(Dataset entries)
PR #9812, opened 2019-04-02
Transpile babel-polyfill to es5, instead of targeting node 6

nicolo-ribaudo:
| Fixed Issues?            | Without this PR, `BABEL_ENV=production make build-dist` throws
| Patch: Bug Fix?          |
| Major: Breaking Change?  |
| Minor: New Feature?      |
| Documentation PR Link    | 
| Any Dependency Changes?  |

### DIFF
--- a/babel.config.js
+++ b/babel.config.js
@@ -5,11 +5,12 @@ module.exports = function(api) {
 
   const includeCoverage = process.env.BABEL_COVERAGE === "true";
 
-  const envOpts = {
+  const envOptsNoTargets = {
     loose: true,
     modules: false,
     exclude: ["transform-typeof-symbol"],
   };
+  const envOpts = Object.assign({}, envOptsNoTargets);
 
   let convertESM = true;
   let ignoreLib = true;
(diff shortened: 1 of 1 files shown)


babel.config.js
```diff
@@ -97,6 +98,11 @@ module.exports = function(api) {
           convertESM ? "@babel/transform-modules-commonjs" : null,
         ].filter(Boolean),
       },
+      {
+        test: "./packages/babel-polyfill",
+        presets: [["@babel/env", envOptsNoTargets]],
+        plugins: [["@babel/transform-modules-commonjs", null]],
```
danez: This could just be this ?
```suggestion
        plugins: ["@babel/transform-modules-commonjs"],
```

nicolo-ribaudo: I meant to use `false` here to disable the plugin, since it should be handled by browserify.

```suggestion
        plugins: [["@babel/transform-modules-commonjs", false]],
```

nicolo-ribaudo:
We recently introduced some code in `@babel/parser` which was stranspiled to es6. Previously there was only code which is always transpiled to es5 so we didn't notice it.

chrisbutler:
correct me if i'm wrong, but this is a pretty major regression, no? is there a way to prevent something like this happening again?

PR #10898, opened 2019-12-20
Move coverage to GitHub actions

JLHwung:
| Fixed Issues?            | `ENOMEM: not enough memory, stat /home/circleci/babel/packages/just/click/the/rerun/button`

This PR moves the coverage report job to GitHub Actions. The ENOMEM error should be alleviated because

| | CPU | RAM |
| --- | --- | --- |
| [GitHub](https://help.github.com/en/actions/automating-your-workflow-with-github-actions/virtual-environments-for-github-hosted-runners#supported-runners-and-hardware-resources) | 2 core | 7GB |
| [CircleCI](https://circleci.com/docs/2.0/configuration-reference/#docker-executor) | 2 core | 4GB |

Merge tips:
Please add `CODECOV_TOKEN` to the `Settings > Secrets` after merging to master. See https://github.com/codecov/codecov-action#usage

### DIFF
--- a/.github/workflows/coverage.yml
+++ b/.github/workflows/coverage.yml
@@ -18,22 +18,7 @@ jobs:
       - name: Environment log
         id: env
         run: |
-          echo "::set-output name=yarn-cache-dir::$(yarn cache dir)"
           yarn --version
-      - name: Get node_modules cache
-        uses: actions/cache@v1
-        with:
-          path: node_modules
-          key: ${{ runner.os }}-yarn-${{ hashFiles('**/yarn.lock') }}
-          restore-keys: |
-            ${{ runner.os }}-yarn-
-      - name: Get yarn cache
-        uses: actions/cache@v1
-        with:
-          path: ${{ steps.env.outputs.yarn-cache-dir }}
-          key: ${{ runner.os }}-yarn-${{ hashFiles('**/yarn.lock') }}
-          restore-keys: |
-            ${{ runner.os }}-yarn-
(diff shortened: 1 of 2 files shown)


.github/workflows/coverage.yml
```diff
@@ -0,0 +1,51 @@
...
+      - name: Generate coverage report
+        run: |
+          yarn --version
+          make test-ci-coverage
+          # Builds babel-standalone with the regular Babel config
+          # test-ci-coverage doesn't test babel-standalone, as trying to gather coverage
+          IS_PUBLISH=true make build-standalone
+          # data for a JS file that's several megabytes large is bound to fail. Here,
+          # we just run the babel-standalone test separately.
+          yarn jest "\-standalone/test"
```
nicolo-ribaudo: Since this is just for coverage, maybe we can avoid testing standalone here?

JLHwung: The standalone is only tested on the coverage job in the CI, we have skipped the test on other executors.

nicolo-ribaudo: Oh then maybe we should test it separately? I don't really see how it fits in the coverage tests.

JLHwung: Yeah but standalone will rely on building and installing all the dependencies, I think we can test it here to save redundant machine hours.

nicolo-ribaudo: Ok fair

--

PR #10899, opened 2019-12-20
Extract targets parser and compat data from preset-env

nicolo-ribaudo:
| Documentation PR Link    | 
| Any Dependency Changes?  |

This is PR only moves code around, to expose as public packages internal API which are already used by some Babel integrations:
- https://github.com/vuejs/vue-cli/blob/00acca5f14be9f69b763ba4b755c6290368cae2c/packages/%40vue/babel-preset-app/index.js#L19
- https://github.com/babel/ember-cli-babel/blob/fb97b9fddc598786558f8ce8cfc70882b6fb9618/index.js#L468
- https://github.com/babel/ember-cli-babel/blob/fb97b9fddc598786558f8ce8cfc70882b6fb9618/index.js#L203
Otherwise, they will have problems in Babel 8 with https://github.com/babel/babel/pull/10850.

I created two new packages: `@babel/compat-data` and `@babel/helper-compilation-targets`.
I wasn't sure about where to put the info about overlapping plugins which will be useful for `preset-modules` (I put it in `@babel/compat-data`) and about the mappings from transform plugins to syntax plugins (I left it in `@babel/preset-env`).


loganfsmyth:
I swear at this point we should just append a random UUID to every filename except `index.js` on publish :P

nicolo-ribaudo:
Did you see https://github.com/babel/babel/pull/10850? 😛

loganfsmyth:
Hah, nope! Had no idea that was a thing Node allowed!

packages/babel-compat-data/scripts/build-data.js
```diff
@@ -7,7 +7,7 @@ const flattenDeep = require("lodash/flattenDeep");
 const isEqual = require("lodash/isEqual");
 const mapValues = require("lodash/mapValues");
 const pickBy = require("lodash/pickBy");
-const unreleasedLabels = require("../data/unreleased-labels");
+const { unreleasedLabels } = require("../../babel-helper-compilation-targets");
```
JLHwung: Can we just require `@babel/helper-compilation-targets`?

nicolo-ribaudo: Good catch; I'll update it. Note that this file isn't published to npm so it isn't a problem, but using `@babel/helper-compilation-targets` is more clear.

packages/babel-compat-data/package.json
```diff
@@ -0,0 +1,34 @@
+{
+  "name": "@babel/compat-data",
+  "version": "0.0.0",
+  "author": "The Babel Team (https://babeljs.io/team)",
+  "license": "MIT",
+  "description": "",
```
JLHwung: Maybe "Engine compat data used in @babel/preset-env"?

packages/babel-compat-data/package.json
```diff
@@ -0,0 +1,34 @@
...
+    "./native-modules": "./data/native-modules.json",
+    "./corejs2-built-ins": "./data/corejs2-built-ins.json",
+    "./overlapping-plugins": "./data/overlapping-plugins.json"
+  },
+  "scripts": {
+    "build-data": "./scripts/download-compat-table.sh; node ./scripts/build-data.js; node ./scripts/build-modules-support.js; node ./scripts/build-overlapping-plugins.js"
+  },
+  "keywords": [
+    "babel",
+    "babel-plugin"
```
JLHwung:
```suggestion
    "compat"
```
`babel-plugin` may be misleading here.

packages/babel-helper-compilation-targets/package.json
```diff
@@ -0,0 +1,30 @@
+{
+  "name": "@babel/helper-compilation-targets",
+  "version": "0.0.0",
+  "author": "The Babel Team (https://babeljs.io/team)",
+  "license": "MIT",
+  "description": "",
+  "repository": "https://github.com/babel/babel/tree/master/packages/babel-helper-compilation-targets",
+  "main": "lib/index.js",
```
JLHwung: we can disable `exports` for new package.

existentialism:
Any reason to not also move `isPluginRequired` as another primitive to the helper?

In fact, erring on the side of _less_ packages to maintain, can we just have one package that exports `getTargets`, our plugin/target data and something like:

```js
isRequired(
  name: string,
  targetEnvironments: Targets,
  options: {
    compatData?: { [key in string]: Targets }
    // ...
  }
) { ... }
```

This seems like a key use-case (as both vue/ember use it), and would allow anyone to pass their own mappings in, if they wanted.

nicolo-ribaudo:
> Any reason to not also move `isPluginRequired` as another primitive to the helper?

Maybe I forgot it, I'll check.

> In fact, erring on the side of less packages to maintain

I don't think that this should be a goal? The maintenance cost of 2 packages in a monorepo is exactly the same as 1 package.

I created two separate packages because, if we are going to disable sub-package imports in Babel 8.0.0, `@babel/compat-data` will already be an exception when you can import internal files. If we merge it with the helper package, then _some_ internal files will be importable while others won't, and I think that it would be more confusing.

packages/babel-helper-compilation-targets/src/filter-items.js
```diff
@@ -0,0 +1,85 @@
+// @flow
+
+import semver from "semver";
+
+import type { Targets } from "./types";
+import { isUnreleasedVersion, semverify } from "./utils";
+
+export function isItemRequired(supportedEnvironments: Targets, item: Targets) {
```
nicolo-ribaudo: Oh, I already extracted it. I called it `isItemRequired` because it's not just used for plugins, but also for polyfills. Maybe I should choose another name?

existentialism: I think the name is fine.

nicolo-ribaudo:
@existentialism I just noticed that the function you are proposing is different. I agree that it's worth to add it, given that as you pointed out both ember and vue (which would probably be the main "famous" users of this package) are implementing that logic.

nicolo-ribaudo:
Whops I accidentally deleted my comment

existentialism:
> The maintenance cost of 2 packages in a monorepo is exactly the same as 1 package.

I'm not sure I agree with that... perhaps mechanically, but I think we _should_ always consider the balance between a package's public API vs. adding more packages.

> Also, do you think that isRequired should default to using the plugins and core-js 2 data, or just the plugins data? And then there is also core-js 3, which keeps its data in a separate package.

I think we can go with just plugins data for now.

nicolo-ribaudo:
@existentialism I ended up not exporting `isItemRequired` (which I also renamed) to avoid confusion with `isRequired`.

DIRECTIONS → Show every line from the entries above in which the word "standalone" appears.

EXERCISE ANSWER →
+          # Builds babel-standalone with the regular Babel config
+          # test-ci-coverage doesn't test babel-standalone, as trying to gather coverage
+          IS_PUBLISH=true make build-standalone
+          # we just run the babel-standalone test separately.
+          yarn jest "\-standalone/test"
nicolo-ribaudo: Since this is just for coverage, maybe we can avoid testing standalone here?
JLHwung: The standalone is only tested on the coverage job in the CI, we have skipped the test on other executors.
JLHwung: Yeah but standalone will rely on building and installing all the dependencies, I think we can test it here to save redundant machine hours.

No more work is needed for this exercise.